- ความรักเขียนด้วยความรัก
- Genre: Boys' love (BL); Drama; Romance; Coming-of-age;
- Written by: Nutt Nutthakorn Phorntiramongkol
- Directed by: Snook Jukkruw Nipitpon Muangsinun
- Starring: Chalongrat Novsamrong; Phachara Suansri; Teshin Anusananan; Supakrit Charoonmatha; Phiravich Attachitsataporn; Tanatorn Saenangkanikorn;
- Country of origin: Thailand
- Original language: Thai
- No. of seasons: 1
- No. of episodes: 14

Production
- Executive producer: Phiravich Attachitsataporn
- Running time: 44 minutes
- Production company: Ultimate Troop

Original release
- Network: Amarin TV HD 34; 3Plus; iQIYI;
- Release: 9 October 2022 – 8 January 2023

= Remember Me (Thai TV series) =

Thai boys' love drama television series (2022–2023)
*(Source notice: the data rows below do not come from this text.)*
Issue #454, opened 2018-01-30
Ardent patch release 1


dirk-thomas:
For an Ardent patch release 1 we will cherry-pick the minimal changes which are necessary to address important issues. The high level goals are:
  * provide `rviz` for Windows
  * fix problem(s) in FastRTPS, e.g. https://github.com/eProsima/Fast-RTPS/issues/181
  * fix problem with include path order in `rosidl`
  * Provide `ros_environment` for the env vars specified in REP 149

We will do the following:

- [x] Create PRs using a to be created source branch named `ardent-patch1` targeting the existing `ardent branch`:
  - [x] `rviz` @wjwwood (https://github.com/ros2/rviz/pull/188)
  - [x] `pluginlib` @wjwwood (https://github.com/ros/pluginlib/pull/98)
  - [x] `resource_retriever` @wjwwood (https://github.com/ros/resource_retriever/pull/18)
  - [x] `fastrtps` @dirk-thomas (ros2/ros2#455)
  - [x] `rosidl` @mikaelarguedas (https://github.com/ros2/rosidl/pull/262)
  - `ros_environment` @dirk-thomas (this doesn't need a PR, the `ardent` branch is already the state we want to release)
- [x] Check if any packages should be updated on the macOS / Windows nodes (and if it affects the instructions): @wjwwood
- [x] Roll some fat archives to check they "address" the problems.
- [x] Merge the PRs.
- [x] Make a patch release in the affected repos.
- [x] Do the `bloom` releases.
  * @nuclearsandwich mentioned addressing a minor issue in the FastRTPS manifest which can be fixed along the way.
- [x] Upload the archives under a new release in the `ros2` repo.
- [x] Announce the patch release with a name like `ardent-2018-02-xx`.

wjwwood:
I created a single Windows CI job to see if `rviz` even compiles in this setup:

- Windows: [![Build Status](http://ci.ros2.org/buildStatus/icon?job=ci_windows&build=4018)](http://ci.ros2.org/job/ci_windows/4018/)

nuclearsandwich:
> addressing a minor issue in the FastRTPS manifest which can be fixed along the way.

Addressed by https://github.com/ros2-gbp/fastrtps-release/pull/1

Noting for my own records that Fast-CDR hasn't changed since the ardent release so there's nothing there that needs bumping.

wjwwood:
[...]

PR #455, opened 2018-01-31
Ardent patch1

dirk-thomas:
The patch does the following for the upcoming patch release:

* Add `ros_environment` as a new package
* Use the latest hash of FastRTPS
  * While the [diff](https://github.com/eProsima/Fast-RTPS/compare/1f135d478dd9dcde98ed96c9aeef4f229e3a1450...bfb448e19bff253293e8f28ee8c3d3d78d882be2) isn't short it is the easiest way for us to get the fixes we need. All our tests are passing with `master` at the moment so I don't expect regressions. Therefore I would treat this as a "we sync with upstream of a third-party package" and expect they have done checking to avoid regressions.

Connect to ros2/ros2#454.

### DIFF
--- a/ros2.repos
+++ b/ros2.repos
@@ -50,11 +50,11 @@ repositories:
   ros/pluginlib:
     type: git
     url: https://github.com/ros/pluginlib.git
-    version: 2.0.0
+    version: 3.0.0
   ros/resource_retriever:
     type: git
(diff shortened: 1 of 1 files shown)


dirk-thomas:
LGTM (I just can't review my own PR).

PR #463, opened 2018-02-20
advise to ask questions on ROS answers

mikaelarguedas:
This is the change I'm planning to make on all the issue templates. Opening only a single PR for feedback and once approved I'll push the same change to master on all repos that have one

### DIFF
--- a/.github/ISSUE_TEMPLATE.md
+++ b/.github/ISSUE_TEMPLATE.md
@@ -1,5 +1,6 @@
 <!--
-For general questions, please post on discourse: https://discourse.ros.org/c/ng-ros
+For general questions, please ask on ROS answers: https://answers.ros.org
+For general design discussions, please post on discourse: https://discourse.ros.org/c/ng-ros
 For Bug report or feature requests, please fill out the relevant category below
 -->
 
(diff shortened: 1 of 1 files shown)


.github/ISSUE_TEMPLATE.md
```diff
@@ -1,5 +1,6 @@
 <!--
-For general questions, please post on discourse: https://discourse.ros.org/c/ng-ros
+For general questions, please ask on ROS answers: https://answers.ros.org
```
dirk-thomas: Should this mention the `ros2` tag?

mikaelarguedas: Yeah it should, I wasn't sure how to phrase it to let people know that they should use the tag corresponding to the rosdistro they use, and to use the `ros2` tag if they're unsure (as we didnt populate the `ROS_DISTRO` env var until the last patch release).

Any suggestion on phrasing is welcome

wjwwood: "For general questions, please ask on ROS answers and make sure to include at least the ros2 tag"?

tfoote: "For general questions, please ask on ROS answers and make sure to include at least the `ros2` tag and the rosdistro version you are running, aka `ardent`."

If there's only one release so far it's not too hard to guess the rosdistro version. (They could be running r2b3 too) but as we go forward it will be good to have these tagged so they can be cleaned up later, once the tagging is more ambiguous due to the subsequent ROS2 releases.

PR #477, opened 2018-03-31
add ros/angles and ros-perception/laser_geometry

wjwwood:
Connects to ros2/rviz#238

### DIFF
--- a/ros2.repos
+++ b/ros2.repos
@@ -39,6 +39,10 @@ repositories:
     type: git
     url: https://github.com/eProsima/Fast-RTPS.git
     version: master
+  ros/angles:
+    type: git
+    url: https://github.com/ros/angles.git
+    version: ros2
   ros/class_loader:
     type: git
     url: https://github.com/ros/class_loader.git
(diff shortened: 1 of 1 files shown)


dhood:
merging to get builds working again

wjwwood:
Damn sorry, that’s the second time I’ve done that :/ thanks @dhood

dhood:
no problem, easy fixed

mikaelarguedas:
@wjwwood It looks like the angles package is not required anymore https://github.com/ros-perception/laser_geometry/commit/c029efcdd633df8b4935897cabeb95e31abddc14#diff-34ae68f4adad56c25c5bc05dcb64794e. Can we remove it from here ?
Should it be released anyway?

wjwwood:
If it’s not required I guess we can remove it.

mikaelarguedas:
:+1: 
I'll remove it from CI but release it in bouncy so that it's availab le to users and is tested on dev jobs. It just won't be tested on the other platforms anymore but will save some ci time

PR #486, opened 2018-04-23
remove ament_tools

dirk-thomas:
With the switch to `colcon` in ros2/ci#132 we don't need these two repositories anymore in the workspace.

[Build Status](https://ci.ros2.org/job/ci_linux/4285/)

### DIFF
--- a/ros2.repos
+++ b/ros2.repos
@@ -15,10 +15,6 @@ repositories:
     type: git
     url: https://github.com/ament/ament_package.git
     version: master
-  ament/ament_tools:
-    type: git
-    url: https://github.com/ament/ament_tools.git
-    version: master
   ament/googletest:
     type: git
     url: https://github.com/ament/googletest.git


mikaelarguedas:
the CI code uses `osrf_pycommon` : https://github.com/ros2/ci/blob/e571eac5051c42a286885f8aca04200d5e20d1d7/ros2_batch_job/__main__.py#L28-L32

Removing it from our workspace reduces test surface for that package.

Are you planning on providing MacOS and Windows testing for this package on the upstream repository?
If not, maybe it's better to keep it in the workspace so that it keeps being tested as our infrastructure relies on it?

dirk-thomas:
> the CI code uses osrf_pycommon : https://github.com/ros2/ci/blob/e571eac5051c42a286885f8aca04200d5e20d1d7/ros2_batch_job/__main__.py#L28-L32

Thanks for clarifying.

> Are you planning on providing MacOS and Windows testing for this package on the upstream repository?

Since we only use the package in our CI infrastructure but don't expose it to ROS 2 users I don't see a reason why the ROS 2 jobs would need to test/cover this package.

Why is it the responsibility of ROS 2 to perform the testing of `osrf_pycommon` on these platforms? I would say that should happen with Travis / AppVeyor within that repo.

mikaelarguedas:
> Why is it the responsibility of ROS 2 to perform the testing of osrf_pycommon on these platforms? I would say that should happen with Travis / AppVeyor within that repo.

Agreed, hence the question:
> Are you planning on providing MacOS and Windows testing for this package on the upstream repository?

dirk-thomas:
> Are you planning on providing MacOS and Windows testing for this package on the upstream repository?

No, I am not going to do so. From my point of view this is not at all in the scope of ROS 2 to provide that kind of coverage for `osrf_pycommon`.

dirk-thomas:
Two additional concrete reasons why in my opinion we should not continue to test `osrf_pycommon`:

* If the code we are using for the CI scripts would not work on any of the platforms the builds would fail (or misbehave) before they even get to the point of running any tests on that package. So this doesn't achieve what you are describing.
* If the any of the code of `osrf_pycommon` which we *don't* use in our CI scripts doesn't work it doesn't matter for ROS 2 at all. So there is no reason why we should spend time on these tests in the first place.

mikaelarguedas:
We currently use a vendored version of `osrf_pycommon`, the day we upgrade we may face a lot of breakage if the package is not tested.
I think it's being good open-source citizen that to contribute to the projects we rely on. In this particular case we are maintaining that other package as well so removing already present test coverage means more work for us down the road without much benefit.

About the approach in general: if the build tool crashes on some packages for an unknown reason, removing packages that expose bugs is not a good path forward. The bug should be identified and fixed rather than ignored.

dirk-thomas:
> About the approach in general: if the build tool crashes on some packages for an unknown reason, removing packages that expose bugs is not a good path forward. The bug should be identified and fixed rather than ignored.

That is not what is happening here. This PR removes a package which we simply don't need and use anymore. Nothing more - nothing less. The fact that their was a failing build with that specific package has nothing to do with that rational.

And the problem is not ignored at all. The PR colcon/colcon-core#25 is an active step to debug that specific problem. The build failed once and it is unclear why that is the case. The information added in that patch will hopefully help *if* the problem happens again.

> Currently all our instructions rely on ament_tools being part of the workspace, merging this without updating the documentation would break any user using master.

Sounds good to me. Waiting for the wiki pages to be updated then before merging this (some time) after that.

dirk-thomas:
Putting this back into "ready" since we will only merge this a archive `ament_tools` after the Bouncy release.

dhood:
heads up so it doesn't go unnoticed: https://github.com/ros2/launch/pull/74 reintroduces a osrf_pycommon dependency

wjwwood:
Thanks for the reminder @dhood. This feel off my radar when I saw it was bumped until after the release. At that point we can consider removing it again or moving it or something.

dirk-thomas:
With Bouncy released `ament_tools` can be removed from the repos file now since it won't be released into future releases.

`osrf_pycommon` is not being touched anymore (despite the branch name).

wjwwood:
I'll make a follow up to relocate `osrf_pycommon` to the `osrf` folder since it's not used by anything in the `ament` folder anymore.

dvogureckiy99:
And how know compile catkin packages ? You even have used example package that can be build only with catkin https://docs.ros.org/en/humble/Tutorials/Intermediate/URDF/Building-a-Visual-Robot-Model-with-URDF-from-Scratch.html ?

PR #1771, opened 2025-12-03
Ignore generated pixi directory

mjcarroll:
When working in this repository, prevent inadvertently checking in the `.pixi` directory, which will contain the installed environments.


fujitatomoya (approved):
fix looks good to me.

PR #1772, opened 2025-12-03
Update gitattributes to pixi best practice

mjcarroll:
This is in preparation of committing pixi.lock files, which shouldn't be diff'd with normal tooling.


.gitattributes
```diff
@@ -0,0 +1,2 @@
+# SCM syntax highlighting & preventing 3-way merges
+pixi.lock merge=binary linguist-language=YAML linguist-generated=true
```
fujitatomoya: Add an empty line (newline character) at the end of the file?

ahcorde:
```suggestion
pixi.lock merge=binary linguist-language=YAML linguist-generated=true

```

ahcorde (approved):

Remember Me (ความรักเขียนด้วยความรัก) is a Thai boys' love drama television series produced by Ultimate Troop. The series stars Chalongrat Novsamrong (First), Phachara Suansri (Ja), Teshin Anusananan (Title), Supakrit Charoonmatha (Mamean), Phiravich Attachitsataporn (Mean), and Tanatorn Saenangkanikorn (Title).

The series aired on Amarin TV HD 34 from 9 October 2022 to 8 January 2023.

== Synopsis ==

The series follows a group of friends through different eras of communication technology, from handwritten letters and MSN Messenger to BlackBerry Messenger (BBM) and LINE. While technology brings people closer together, their personal relationships often move in the opposite direction, testing friendships, romances, and family bonds.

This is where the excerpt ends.